I knew - everything will be as I want. I have not been in vain and in the loss. My friends on school and sword They served me like their fathers - crowns.
I did not think what I was saying, And with ease he threw the words into the wind. They believed me as they did the leader, All high-ranking children.
The night watchmen were afraid of us, As a smallpox, time hurt us. I slept on the skins, I ate meat from the knife And the evil horse tormented by stirrups.
I knew - I will be told: "Tsaruy!" - Stamp on my forehead rocked me with a birth.

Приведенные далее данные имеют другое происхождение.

PR #3343, opened 2022-08-25
[ENH] option to keep column names in `Lag`

fkiraly:
This PR adds a parameter `keep_column_names` (default=`False`) to the `Lag` transformer, which enables `Lag` to return the same column names in `transform` as in the input. This is for avoiding to produce column names `lag_x__varname1`, `lag_x__varname2`, etc, if only one lag `x` is input.

The default is `False` and not `True` according to the reasoning in the recent https://github.com/alan-turing-institute/sktime/pull/3261 which made the defaults consistent.

The use case for not having too long variable names is in cases where we lag twice, or the lagging happens internally in another estimator, such as the reduction prototypes: https://github.com/alan-turing-institute/sktime/pull/3333

FYI, what do you think, @KishManani?


KishManani:
Looks good to me!

PR #3346, opened 2022-08-25
& ilkersigirci [BUG] ensure `Differencer` always inverts properly

fkiraly:
Fixes https://github.com/alan-turing-institute/sktime/issues/3345.
There was a strange shortcut from `_inverse_transform` of `Differencer`, which just returned data seen before if the `transform` indices had all been seen (not if some had been seen). This is highly unexpected behaviour, as @ilkersigirci pointed out.

The fix was not easy due to domino effects in the code, effectifely I rewrote the `Differencer` entirely.

The new behaviour is as in the expectation @ilkersigirci has outlined: when `inverse_transform` is called, previously seen data is taken into account when inverting, in a window before the data to be inverted that has the length of cumulative lag.
For multiple lag values, this requires logic to compute iterated differences in that window.

As a result, the `Differencer` now always properly inverts in `inverse_transform`.

This PR also adds:
* the test case of @ilkersigirci, minimally modified, so as not to include the value at the first index which is required to be outside the `fh` for proper inversion.
* a parameter `memory` for the `Differencer` which allows to control how much of the data seen in `fit`/`update` should be remembered for potential inversion.


fkiraly:
hm, this is now succeeding with @ilkersigirci´s code, but old/regression test code seems to fail. Need to investigate why. I suspect it is because of how the first (earliest) time stamp is handled.

fkiraly:
@ilkersigirci, @rnkuhns, @aiwalter, I think the differencer is finally fixed - this was not easy.

I would appreciate eyes on this especially since I basically rewrote it.

PR #3542, opened 2022-10-07
[ENH] extend `evaluate` to hierarchical and panel data

fkiraly:
Carries out item from https://github.com/sktime/sktime/issues/2243.

Extends `evaluate` to accept hierarchical `X` and `y`.

By extension, should enable `GridSearchCV` to handle hierarchical data and resolve bug https://github.com/sktime/sktime/issues/3464.

Less hacky version of https://github.com/sktime/sktime/pull/3509 which uses the centralized checker functions and hierarchical functionality of splitters instead of custom duplicates.

FYI @aiwalter, @danbartl, @ngupta23

PR #3548, opened 2022-10-08
[ENH] extend forecasting grid/random search to hierarchical and panel data

fkiraly:
Carries out item from https://github.com/sktime/sktime/issues/2243.

Extends `ForecastingGridSearchCV` and `ForecastingRandomSearchCV` to work with hierarchical and panel type data.

Adds a test to check the hierarchical/panel logic.

Builds on and includes https://github.com/sktime/sktime/pull/3542.


aiwalter (approved):
can we get this in?

PR #3549, opened 2022-10-08
[BUG] Fix pipeline tag for NaN values

### LINKED ISSUE #3547: [BUG] Forecasting Pipeline containing an imputer transformer fails when the underlying forecaster can not handle missing data
**Describe the bug**

A forecasting pipeline that **contains an imputer** and a forecaster that **does not accept missing values** fails to work in the latest release of sktime (0.13.4). This used to work fine in 0.13.2 release.

**To Reproduce**

```python
# Works in 0.13.2, but fails in 0.13.4

import numpy as np
from sktime.forecasting.trend import TrendForecaster
from sktime.transformations.compose import TransformerPipeline
from sktime.forecasting.compose import ForecastingPipeline, TransformedTargetForecaster

y, X = load_longley()
y[10] = np.nan  # Add missing values


transformer_y = TransformerPipeline(steps = [("imputer", Imputer())])

forecaster = TransformedTargetForecaster(
    steps = [
        ("transformer_y", transformer_y),
        ("model", TrendForecaster())
    ]
)

pipe = ForecastingPipeline(steps = [("forecaster", forecaster)])

pipe.fit(y)
```

```python-traceback
[<ipython-input-18-6f4acc86cd81>](https://localhost:8080/#) in <module>
----> 1 pipe.fit(y)

2 frames
[/usr/local/lib/python3.7/dist-packages/sktime/forecasting/base/_base.py](https://localhost:8080/#) in fit(self, y, X, fh)
    286 
    287         # check and convert X/y
--> 288         X_inner, y_inner = self._check_X_y(X=X, y=y)
    289 
    290         # set internal X/y to the new X/y

[/usr/local/lib/python3.7/dist-packages/sktime/forecasting/base/_base.py](https://localhost:8080/#) in _check_X_y(self, X, y)
   1298                 )
   1299 
-> 1300             _check_missing(y_metadata, "y")
   1301 
   1302         else:

[/usr/local/lib/python3.7/dist-packages/sktime/forecasting/base/_base.py](https://localhost:8080/#) in _check_missing(metadata, obj_name)
   1244                     )
   1245                 if metadata["has_nans"]:
-> 1246                     raise ValueError(msg)
   1247 
   1248         # retrieve supported mtypes

ValueError: ForecastingPipeline cannot handle missing data (nans), but y passed contained missing data.
```

**Expected behavior**
Would have expected this to work because there is an imputer in the pipeline.

**Additional context**
This used to work fine up until the 0.13.2 release. This started breaking after the recent 0.13.4 release (maybe even 0.13.3, but I have not explicitly tested that). **The initial impact was observed in pycaret when the unit tests started failing on GitHub.**

Working Notebook in 0.13.2: https://gist.github.com/ngupta23/fe385efcad52b1d6c4c11f955d13da8e
Notebook with error in 0.13.4: https://gist.github.com/ngupta23/c35b23ae7b786faff2f020a36efcbb38

**Versions**
<details>

</details>

aiwalter:
closes #3547 

@ngupta23 please have a look

I removed the tag inheritance bcz if the forecaster cant handle missing values, it will raise an exception then anyways but it will work if an `Imputer` was used in the pipe.

### DIFF
--- a/sktime/forecasting/compose/_pipeline.py
+++ b/sktime/forecasting/compose/_pipeline.py
@@ -299,7 +299,7 @@ class ForecastingPipeline(_Pipeline):
         "X_inner_mtype": SUPPORTED_MTYPES,
         "ignores-exogeneous-X": False,
         "requires-fh-in-fit": False,
-        "handles-missing-data": False,
+        "handles-missing-data": True,
         "capability:pred_int": True,
         "X-y-must-have-same-index": False,
     }
@@ -311,7 +311,6 @@ class ForecastingPipeline(_Pipeline):
         tags_to_clone = [
             "ignores-exogeneous-X",  # does estimator ignore the exogeneous X?
             "capability:pred_int",  # can the estimator produce prediction intervals?
-            "handles-missing-data",  # can estimator handle missing data?
             "requires-fh-in-fit",  # is forecasting horizon already required in fit?
             "enforce_index_type",  # index type that needs to be enforced in X/y
         ]
@@ -713,7 +712,7 @@ class TransformedTargetForecaster(_Pipeline):
         "X_inner_mtype": SUPPORTED_MTYPES,
         "ignores-exogeneous-X": False,
         "requires-fh-in-fit": False,
-        "handles-missing-data": False,
+        "handles-missing-data": True,
         "capability:pred_int": True,
         "X-y-must-have-same-index": False,
     }
@@ -727,7 +726,6 @@ class TransformedTargetForecaster(_Pipeline):
         tags_to_clone = [
             "ignores-exogeneous-X",  # does estimator ignore the exogeneous X?
             "capability:pred_int",  # can the estimator produce prediction intervals?
-            "handles-missing-data",  # can estimator handle missing data?
             "requires-fh-in-fit",  # is forecasting horizon already required in fit?
             "enforce_index_type",  # index type that needs to be enforced in X/y
         ]
--- a/sktime/forecasting/compose/tests/test_pipeline.py
+++ b/sktime/forecasting/compose/tests/test_pipeline.py
@@ -38,6 +38,7 @@ from sktime.transformations.series.impute import Imputer
 from sktime.transformations.series.outlier_detection import HampelFilter
 from sktime.utils._testing.estimator_checks import _assert_array_almost_equal
 from sktime.utils._testing.series import _make_series
+from sktime.utils.estimators import MockForecaster
 
 
 def test_pipeline():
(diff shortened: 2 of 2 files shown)


ngupta23:
Thanks @aiwalter . I am not sure what the best solution would be in this case. The tag for handling missing data is set to True, but this assumes that there is an imputer in the pipeline (which the user must add). Also, even if there is an imputer, some subsequent transformation step may introduce NA values. The onus is on the user to make sure that the pipeline will impute missing values appropriately and and I am ok with that responsibility being put on the user.

fkiraly (changes requested):
Oops - I suppose that was a mistake since we indeed can have an imputer.

Do I understand correctly that this sets the "handles missing data" tag to `True` no matter what? It is a fix but the tag will be incorrect for some pipelines.

I don't mind as a temporary fix, but a more prinipled fix should be not too difficult:
The cleaner way would be using `_tagchain_is_linked_set` as in lines 208ff in `TransformerPipeline`.

fkiraly:
> Thanks @aiwalter . I am not sure what the best solution would be in this case. The tag for handling missing data is set to True, but this assumes that there is an imputer in the pipeline (which the user must add). Also, even if there is an imputer, some subsequent transformation step may introduce NA values. The onus is on the user to make sure that the pipeline will impute missing values appropriately and and I am ok with that responsibility being put on the user.

@ngupta23, we have a tag that says whether the transformer removes all NA. Indeed transformers may produce NA (and there is no tag for that), but at least we can check that the transformers preceding the first transformer removing NA can handle NA (see above).

fkiraly:
also, kindly add the (simplest possible version of) example from #3547 to `test_pipeline`

aiwalter:
@fkiraly I think adding test should not be part of this PR. Its a bigger topic to add generic tests for compositions. I dont want to add a test for just one particular case.

fkiraly:
> I dont want to add a test for just one particular case.

My recommendation: just copy-paste @ngupta23's code so we know we fixed it, and we don't regress.

We can think about more general tests later.

aiwalter:
I have tested it locally and it works now

fkiraly:
> I have tested it locally and it works now

That's not the same. We need to make sure that future changes don't break it again, that we can do only if we add it as a test case.

E.g., let's say we introduce the "advanced" handling of the tag, how would we know we didn't break @ngupta23's use case?

General best practice: if you fix a bug, include a test that "certifies" the fix.

fkiraly:
thanks, @aiwalter  :-)
@ngupta23's examples have saved us a number of times from breaking things in updates...

fkiraly (approved):
Thanks!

And I got drunk among the chased collectors, He was patient with the violence of words and books.
I could only smile with my mouth, A secret look, when he is angry and bitter, I knew how to hide, brought up by a jester. The Jester is now dead: "Amen!" Poor Yorik! ..
But I refused to share Awards, booties, fame, privileges: Suddenly I began to feel sorry for the dead page, I went around green shoots ...
I forgot hunting excitement, Hated both greyhounds and hounds, I drove the horse back from the house And he beat beaters and hunters with a whip.
I saw our games every day It was more like an outrage. In flowing waters at night, secretly I washed myself of the day's swinishness.
I became aware, stupid every day, I missed home intrigues. I did not like the age and people in it Did not like. And I buried myself in books.
My brain, to knowledge as greedy as a spider, Everything comprehended: motion and movement, - But there is no sense of thought and science, When everywhere - they refute.
With friends of childhood the thread was rubbed. The thread of Ariadne turned out to be a scheme. I fought over the words "to be, not to be", Like an insoluble dilemma.
But eternally, eternally the sea of troubles spits, In him we arrows sword - in a sieve millet, Sifting the ghostly answer From the pretentious question.
Call of ancestors hearing through a hushed rumble, He went to the call, - doubts crept from the rear, The load of heavy thoughts went upward, And the wings of the flesh were dragged down to the grave.
In a fragile raft I was soldered by days - Hardly frozen, he began to crawl away. I shed blood like everyone else. And, like them, I could not refuse revenge.
And my rise before death is a failure. Ophelia! I do not accept corruption. But I called myself a murder With who I was with in the same land.
I'm Hamlet, I despised violence, I did not care about the Danish crown, - But in their eyes - for the throne I throat tore And he killed the rival on the throne.
A brilliant splash is like nonsense, In the birth of death skips obliquely. And we all put a tricky answer And we do not find the right question.